L’ouverture d’Ainsi parlait Zarathustra, dernière œuvre au programme, a reçu un traitement visuel digne du film 2001: L’Odysée de l’espace (1968). Le spot de lumière blanche braqué brièvement sur le parterre de la Maison symphonique a surpris plus d’un spectateur. Il s’agissait en soi d’une référence aux réflexions des écrans sur le visage du pilote, assis devant son tableau de bord, et qui participent de l’esthétique de Kubrick.
La conception visuelle de Sylvain Marotte promettait des choses intéressantes, avec notamment la recréation de points de vue emblématiques du film, mais plus la musique de Richard Strauss suivait son cours, mouvement après mouvement, moins il y avait d’animations projetées sur le mur n’pour offrir, au final, qu’un ensemble de blocs statiques évoquant le paysage rocailleux du début du film.
Trop en faire visuellement et détourner l’attention de l’objet musical ou ne pas en faire assez et ne plus être dans le thème du festival?
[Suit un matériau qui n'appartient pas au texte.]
PR #889, opened 2025-08-31
mkDummySrc: Use no_std for amdgpu

Flakebi:
## Motivation
Similar to the uefi os, the dummy src fails to compile on amdgpu when trying to use std.

## Checklist

- [x] updated `CHANGELOG.md`


ipetkov:
Thanks for the contribution!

Telle était le dilemme impossible à résoudre. Dans les faits, ce sont les éléments plus concrets, les accessoires, la présence des figurants et le monolithe qui semblaient le mieux capter l’imaginaire. Cela dit, les images de mots écrits à la main et de textes tapés à la machine pour illustrer l’un des thèmes centraux de The Shining se sont bien arrimées à la musique de Ligeti.